▶ GIVEN INFORMATION
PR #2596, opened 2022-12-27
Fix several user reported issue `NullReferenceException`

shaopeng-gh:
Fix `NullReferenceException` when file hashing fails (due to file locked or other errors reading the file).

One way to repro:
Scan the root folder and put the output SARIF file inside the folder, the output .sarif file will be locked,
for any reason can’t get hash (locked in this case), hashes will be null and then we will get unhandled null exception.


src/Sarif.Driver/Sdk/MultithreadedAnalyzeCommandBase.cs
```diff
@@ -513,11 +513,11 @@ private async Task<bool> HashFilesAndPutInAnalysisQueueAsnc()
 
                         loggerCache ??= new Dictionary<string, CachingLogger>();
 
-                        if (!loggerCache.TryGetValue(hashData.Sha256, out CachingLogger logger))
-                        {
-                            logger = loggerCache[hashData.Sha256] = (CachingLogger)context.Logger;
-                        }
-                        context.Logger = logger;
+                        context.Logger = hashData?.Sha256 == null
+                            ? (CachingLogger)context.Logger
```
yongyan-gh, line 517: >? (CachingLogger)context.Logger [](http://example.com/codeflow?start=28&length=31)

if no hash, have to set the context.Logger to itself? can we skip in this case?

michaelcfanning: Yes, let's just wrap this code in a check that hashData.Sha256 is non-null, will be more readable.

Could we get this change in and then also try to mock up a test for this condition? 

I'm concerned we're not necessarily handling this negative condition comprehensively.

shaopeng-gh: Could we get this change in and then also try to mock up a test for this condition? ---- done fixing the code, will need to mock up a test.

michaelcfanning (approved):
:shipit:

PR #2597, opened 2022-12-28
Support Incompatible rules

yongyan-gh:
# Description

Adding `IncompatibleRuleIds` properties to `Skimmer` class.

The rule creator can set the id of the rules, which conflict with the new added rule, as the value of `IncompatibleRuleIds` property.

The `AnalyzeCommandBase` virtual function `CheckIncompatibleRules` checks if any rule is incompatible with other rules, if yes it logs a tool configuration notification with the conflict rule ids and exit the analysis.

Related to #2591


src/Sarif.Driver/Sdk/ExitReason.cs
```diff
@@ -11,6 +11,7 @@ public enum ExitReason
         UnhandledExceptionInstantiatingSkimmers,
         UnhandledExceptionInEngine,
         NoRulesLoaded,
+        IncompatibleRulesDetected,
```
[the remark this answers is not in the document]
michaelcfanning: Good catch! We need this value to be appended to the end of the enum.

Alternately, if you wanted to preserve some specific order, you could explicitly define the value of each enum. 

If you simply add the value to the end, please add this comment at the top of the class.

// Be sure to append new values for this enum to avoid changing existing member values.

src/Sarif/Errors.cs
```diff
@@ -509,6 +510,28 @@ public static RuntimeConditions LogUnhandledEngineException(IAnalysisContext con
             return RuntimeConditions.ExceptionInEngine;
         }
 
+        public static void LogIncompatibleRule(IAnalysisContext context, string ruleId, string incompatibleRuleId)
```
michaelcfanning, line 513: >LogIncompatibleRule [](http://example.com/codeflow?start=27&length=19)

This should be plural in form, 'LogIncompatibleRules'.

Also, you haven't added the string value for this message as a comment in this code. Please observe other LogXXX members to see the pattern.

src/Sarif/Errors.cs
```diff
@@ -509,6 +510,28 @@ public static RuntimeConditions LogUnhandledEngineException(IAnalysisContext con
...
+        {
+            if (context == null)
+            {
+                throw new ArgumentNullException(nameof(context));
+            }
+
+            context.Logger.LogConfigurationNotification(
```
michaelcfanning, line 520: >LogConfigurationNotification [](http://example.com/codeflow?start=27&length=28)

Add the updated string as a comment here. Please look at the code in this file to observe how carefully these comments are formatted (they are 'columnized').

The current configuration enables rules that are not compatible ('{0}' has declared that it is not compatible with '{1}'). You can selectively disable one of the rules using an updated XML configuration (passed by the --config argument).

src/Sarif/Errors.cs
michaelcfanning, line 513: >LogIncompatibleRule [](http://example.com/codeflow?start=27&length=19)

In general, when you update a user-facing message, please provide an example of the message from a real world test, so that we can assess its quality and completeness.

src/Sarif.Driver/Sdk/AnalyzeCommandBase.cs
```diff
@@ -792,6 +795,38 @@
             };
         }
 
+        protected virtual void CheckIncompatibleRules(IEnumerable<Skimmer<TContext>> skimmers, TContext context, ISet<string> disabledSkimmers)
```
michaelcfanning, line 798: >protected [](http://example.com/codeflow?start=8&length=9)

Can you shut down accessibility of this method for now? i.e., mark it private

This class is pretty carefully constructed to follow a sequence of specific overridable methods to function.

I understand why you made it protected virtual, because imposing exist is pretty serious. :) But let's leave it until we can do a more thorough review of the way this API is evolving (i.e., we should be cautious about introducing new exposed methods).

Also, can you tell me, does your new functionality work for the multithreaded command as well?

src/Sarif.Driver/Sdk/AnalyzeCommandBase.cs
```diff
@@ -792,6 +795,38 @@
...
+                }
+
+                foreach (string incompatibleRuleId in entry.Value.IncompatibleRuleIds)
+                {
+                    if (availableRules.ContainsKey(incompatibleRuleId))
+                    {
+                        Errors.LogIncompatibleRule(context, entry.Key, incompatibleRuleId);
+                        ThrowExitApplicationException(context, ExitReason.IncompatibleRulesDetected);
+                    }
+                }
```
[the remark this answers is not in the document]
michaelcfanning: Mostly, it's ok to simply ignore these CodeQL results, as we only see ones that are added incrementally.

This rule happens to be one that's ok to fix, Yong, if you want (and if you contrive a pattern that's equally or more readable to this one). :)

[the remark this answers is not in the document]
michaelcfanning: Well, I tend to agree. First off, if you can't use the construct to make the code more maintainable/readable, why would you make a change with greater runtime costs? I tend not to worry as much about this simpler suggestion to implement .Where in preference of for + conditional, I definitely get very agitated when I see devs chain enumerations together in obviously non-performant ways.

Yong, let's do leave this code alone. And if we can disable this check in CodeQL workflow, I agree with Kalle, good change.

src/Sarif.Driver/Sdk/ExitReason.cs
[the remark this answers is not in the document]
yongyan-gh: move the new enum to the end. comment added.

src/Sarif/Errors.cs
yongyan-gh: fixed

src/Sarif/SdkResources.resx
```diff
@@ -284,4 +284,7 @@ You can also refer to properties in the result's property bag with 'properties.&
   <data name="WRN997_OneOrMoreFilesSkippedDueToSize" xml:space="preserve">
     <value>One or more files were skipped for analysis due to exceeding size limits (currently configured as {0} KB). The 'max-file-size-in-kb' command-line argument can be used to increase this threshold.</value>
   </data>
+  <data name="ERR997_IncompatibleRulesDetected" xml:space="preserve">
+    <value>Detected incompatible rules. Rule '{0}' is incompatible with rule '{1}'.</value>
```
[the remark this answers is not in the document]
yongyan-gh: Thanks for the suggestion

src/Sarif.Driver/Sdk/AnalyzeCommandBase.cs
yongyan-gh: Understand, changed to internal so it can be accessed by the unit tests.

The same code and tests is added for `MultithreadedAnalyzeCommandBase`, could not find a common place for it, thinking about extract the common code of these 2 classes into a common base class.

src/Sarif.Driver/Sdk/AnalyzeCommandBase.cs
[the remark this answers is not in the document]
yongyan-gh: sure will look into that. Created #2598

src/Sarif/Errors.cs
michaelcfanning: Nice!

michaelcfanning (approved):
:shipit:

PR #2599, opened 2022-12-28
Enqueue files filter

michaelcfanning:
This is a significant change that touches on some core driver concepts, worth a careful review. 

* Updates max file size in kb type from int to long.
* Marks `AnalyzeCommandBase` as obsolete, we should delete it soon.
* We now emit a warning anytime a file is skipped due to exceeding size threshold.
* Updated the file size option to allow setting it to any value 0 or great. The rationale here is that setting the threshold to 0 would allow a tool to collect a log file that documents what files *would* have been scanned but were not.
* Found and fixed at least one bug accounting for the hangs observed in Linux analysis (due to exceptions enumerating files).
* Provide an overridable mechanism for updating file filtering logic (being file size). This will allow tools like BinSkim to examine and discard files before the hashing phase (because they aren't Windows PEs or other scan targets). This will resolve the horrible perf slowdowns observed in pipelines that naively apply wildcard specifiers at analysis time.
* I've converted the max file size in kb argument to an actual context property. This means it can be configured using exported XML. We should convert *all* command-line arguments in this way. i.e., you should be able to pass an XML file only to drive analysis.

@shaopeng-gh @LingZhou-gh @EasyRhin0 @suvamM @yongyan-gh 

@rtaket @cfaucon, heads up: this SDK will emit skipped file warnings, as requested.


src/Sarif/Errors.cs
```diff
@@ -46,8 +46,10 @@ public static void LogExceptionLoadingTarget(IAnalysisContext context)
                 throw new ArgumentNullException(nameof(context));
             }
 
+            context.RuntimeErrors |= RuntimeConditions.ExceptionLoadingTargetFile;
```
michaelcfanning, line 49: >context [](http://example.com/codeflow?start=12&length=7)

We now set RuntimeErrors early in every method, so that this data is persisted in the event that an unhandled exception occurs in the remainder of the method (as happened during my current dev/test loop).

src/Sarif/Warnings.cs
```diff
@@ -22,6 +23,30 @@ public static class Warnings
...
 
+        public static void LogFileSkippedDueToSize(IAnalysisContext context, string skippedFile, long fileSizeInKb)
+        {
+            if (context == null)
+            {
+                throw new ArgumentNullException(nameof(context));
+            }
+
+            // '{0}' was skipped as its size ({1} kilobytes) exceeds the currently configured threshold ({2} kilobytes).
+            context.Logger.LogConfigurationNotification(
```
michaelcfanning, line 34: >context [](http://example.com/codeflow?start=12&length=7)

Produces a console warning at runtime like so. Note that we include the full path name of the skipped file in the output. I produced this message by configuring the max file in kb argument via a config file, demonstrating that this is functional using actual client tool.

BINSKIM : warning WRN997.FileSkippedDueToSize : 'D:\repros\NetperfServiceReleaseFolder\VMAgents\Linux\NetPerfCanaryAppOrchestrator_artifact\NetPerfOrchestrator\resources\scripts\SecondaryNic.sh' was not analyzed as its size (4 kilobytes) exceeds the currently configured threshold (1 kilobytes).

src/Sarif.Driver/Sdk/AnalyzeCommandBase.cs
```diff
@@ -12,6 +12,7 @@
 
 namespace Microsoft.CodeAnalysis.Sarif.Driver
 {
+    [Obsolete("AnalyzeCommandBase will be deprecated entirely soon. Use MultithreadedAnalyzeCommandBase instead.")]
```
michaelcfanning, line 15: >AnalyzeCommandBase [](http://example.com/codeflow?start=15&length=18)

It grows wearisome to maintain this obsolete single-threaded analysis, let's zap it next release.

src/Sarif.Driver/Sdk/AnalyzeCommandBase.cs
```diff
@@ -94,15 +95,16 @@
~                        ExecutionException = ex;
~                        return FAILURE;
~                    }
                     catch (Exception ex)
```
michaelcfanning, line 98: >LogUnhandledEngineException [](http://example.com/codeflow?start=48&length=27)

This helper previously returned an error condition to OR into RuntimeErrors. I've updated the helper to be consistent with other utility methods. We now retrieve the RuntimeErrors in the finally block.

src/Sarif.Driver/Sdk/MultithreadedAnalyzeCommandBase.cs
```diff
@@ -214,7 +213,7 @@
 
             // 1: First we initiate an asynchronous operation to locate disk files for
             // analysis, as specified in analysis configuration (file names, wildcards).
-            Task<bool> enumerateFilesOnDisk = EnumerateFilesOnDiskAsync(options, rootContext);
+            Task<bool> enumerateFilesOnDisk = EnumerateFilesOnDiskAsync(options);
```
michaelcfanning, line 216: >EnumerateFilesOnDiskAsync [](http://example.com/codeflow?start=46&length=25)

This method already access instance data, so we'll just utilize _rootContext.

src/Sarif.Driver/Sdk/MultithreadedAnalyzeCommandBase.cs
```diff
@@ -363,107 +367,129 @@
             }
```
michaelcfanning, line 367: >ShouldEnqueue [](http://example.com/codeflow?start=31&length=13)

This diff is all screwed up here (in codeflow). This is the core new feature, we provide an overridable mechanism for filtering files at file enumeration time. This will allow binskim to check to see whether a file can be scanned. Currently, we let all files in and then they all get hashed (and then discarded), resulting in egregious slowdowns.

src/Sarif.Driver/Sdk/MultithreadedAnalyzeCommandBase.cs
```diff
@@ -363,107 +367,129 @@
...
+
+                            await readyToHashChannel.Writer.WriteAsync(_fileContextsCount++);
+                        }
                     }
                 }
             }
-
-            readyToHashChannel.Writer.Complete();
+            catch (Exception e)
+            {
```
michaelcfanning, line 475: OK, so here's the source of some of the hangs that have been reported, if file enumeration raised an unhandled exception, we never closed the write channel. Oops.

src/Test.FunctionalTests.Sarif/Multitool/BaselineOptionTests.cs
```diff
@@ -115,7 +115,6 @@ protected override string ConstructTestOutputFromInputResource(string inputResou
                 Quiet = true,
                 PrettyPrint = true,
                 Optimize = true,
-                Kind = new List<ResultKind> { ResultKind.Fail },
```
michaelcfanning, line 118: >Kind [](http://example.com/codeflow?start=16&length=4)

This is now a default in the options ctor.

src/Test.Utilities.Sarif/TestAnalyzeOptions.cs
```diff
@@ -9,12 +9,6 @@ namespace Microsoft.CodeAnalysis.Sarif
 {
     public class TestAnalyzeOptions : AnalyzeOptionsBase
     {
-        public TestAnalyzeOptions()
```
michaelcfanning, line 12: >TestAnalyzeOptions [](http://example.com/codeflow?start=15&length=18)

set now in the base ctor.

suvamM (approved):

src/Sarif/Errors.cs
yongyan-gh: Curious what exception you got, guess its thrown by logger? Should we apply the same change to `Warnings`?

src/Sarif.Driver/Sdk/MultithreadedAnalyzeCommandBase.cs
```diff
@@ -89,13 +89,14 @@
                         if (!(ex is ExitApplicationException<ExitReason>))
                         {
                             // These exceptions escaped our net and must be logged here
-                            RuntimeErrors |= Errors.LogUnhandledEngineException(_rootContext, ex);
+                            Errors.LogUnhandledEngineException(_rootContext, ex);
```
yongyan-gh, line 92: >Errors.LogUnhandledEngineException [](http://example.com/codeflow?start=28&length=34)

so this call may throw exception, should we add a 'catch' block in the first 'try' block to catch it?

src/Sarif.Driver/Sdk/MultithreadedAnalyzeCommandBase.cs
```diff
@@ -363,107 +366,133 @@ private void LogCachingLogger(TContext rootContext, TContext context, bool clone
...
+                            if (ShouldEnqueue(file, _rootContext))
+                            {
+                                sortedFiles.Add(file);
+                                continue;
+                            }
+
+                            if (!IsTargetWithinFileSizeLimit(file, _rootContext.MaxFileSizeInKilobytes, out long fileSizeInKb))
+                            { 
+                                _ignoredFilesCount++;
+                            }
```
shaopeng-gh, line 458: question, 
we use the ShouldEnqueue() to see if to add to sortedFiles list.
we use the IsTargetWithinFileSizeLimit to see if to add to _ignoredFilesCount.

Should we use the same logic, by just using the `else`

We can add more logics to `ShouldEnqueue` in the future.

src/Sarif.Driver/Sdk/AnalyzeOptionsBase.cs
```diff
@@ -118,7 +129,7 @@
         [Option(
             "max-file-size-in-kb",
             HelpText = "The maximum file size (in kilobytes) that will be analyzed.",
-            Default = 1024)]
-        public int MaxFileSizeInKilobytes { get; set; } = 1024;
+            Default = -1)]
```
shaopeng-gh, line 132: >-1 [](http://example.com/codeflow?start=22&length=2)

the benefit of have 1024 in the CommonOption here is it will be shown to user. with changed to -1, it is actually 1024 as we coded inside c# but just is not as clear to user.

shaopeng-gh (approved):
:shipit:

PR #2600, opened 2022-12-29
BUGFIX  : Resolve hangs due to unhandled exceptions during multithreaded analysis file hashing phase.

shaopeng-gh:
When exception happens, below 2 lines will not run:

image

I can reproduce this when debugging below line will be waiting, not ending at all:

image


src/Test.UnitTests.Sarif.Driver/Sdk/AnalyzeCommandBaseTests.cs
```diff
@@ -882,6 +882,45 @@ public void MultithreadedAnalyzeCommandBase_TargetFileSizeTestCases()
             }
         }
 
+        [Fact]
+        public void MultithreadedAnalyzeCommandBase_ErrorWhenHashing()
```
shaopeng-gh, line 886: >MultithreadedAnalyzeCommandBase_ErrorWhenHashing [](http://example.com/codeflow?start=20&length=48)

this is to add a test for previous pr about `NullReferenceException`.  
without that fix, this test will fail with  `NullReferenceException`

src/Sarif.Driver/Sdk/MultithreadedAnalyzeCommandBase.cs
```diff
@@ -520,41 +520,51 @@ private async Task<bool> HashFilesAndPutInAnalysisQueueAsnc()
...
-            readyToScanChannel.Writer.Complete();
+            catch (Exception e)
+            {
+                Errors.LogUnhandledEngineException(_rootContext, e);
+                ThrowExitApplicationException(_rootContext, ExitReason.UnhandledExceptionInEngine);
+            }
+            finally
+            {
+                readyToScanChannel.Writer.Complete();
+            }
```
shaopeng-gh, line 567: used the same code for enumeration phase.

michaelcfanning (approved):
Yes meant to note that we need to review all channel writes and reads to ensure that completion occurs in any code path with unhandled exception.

▶ WORK REQUIRED
Check each line above for the string "properties" and return those that contain it.

▶ SOLUTION
Adding `IncompatibleRuleIds` properties to `Skimmer` class.
@@ -284,4 +284,7 @@ You can also refer to properties in the result's property bag with 'properties.&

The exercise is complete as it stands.